Issue #323, opened 2024-08-30
New service taxonomy definition for Cryptographic Key Management Service (KMS)


mlysaght2017:
### Description of Problem:

We are confident that one of the dependent services for the AI RAG reference architecture will be a cryptographic key management service (Azure Key Vault has so far been explicitly mentioned in #314 ) with data-at-rest encryption expected to be the primary use case for the KMS service within the RAG solution. 

We therefore need a common service definition for a key management service (KMS) so that we can start defining a set of associated common cloud controls. 

### Potential Solutions:
A service taxonomy set of features defined for KMS (covering the common features of AWS KMS, GCP KMS and Azure Key Vault)

PR #384, opened 2024-09-18
Add Key Management Service to CCC service taxonomy (#323)

mic-smith:
Add initial `features.yaml` for the Key Management Service (#323)

### DIFF
--- a/services/crypto/key/features.yaml
+++ b/services/crypto/key/features.yaml
@@ -82,7 +82,7 @@ features:
     title: Soft Delete
     description: |
       Supports the ability to prevent the immediate deletion of a managed key. This includes the ability
-      recover accidental deletion of keys within the grace period.
+      recover accidental deletion of keys within a grace period.
   - id: CCC.KeyMgmt.F19
     title: Delete Key
     description: |
--- a/services/crypto/key/features.yaml
+++ b/services/crypto/key/features.yaml
@@ -14,7 +14,6 @@ features:
     title: AES-256
     description: |
       Support for the AES-256 Advanced Encryption Standard with a 256-bit key for encryption and decryption.
-      Note: Azure only supports symmetric keys in the managed HSM service.
   - id: CCC.KeyMgmt.F02
     title: RSA-2048
     description: |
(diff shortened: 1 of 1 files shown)


services/crypto/key/features.yaml
```diff
@@ -0,0 +1,103 @@
...
+  - CCC.F09 # Monitoring
+  - CCC.F10 # Logging
+  - CCC.F13 # Infrastructure as Code
+  - CCC.F14 # API Access
+features:
+  - id: CCC.KeyMgmt.F01
+    title: AES-256
+    description: |
+      Support for the AES-256 Advanced Encryption Standard with a 256-bit key for encryption and decryption.
+      Note: Azure only supports symmetric keys in the managed HSM service.
```
smendis-scottlogic, line 17: I think note is bit misleading here. For me it will make more sense if it was written as 
Note: AWS and Google Cloud support this algorithm by default, whereas Azure's support for this is limited to its managed HSM (Hardware Security Module) service.

smendis-scottlogic (changes requested):

smendis-scottlogic:
P-521 under ECDSA, AES-128, AES-256, SHA-256, SHA-384, SHA-512 can you check whether these keys are supported by the Key Management services in all 3 cloud service providers as well?

services/crypto/key/features.yaml
eddie-knight: We probably don't want to make point-in-time assertions about CSP features, right?

mic-smith:
> P-521 under ECDSA, AES-128, AES-256, SHA-256, SHA-384, SHA-512 can you check whether these keys are supported by the Key Management services in all 3 cloud service providers as well?

- P-521 -> Not GCP
- AES-128 and AES-192 -> Azure only
- SHA-256, SHA-384, SHA-512. These are just covered implicitly under the RSA encrypt and sign entries at the minute.

The common signing algorithms (with varying key lengths) are:
 - RSASSA_PSS_SHA_256
 - RSASSA_PSS_SHA_512
 - RSASSA_PKCS1_V1_5_SHA_256
 - RSASSA_PKCS1_V1_5_SHA_512

services/crypto/key/features.yaml
```diff
@@ -0,0 +1,101 @@
...
+      Supports the ability to disable a managed key without deletion.
+  - id: CCC.KeyMgmt.F17
+    title: Enable key
+    description: |
+      Supports the ability to re-enable a disabled managed key.
+  - id: CCC.KeyMgmt.F18
+    title: Soft Delete
+    description: |
+      Supports the ability to prevent the immediate deletion of a managed key. This includes the ability
+      recover accidental deletion of keys within the grace period.
```
sshiells-scottlogic, line 85:
```suggestion
      recover accidental deletion of keys within a grace period.
```

sshiells-scottlogic: Just wondering if "the" grace period could be read as a standard grace period, whereas "a" grace period just signals that there is a grace period?

smendis-scottlogic (approved):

+ + +

_Task requirements_.
Within the listing above, the lines holding "includes" should be counted. Give only the number.

_Solution below_.
2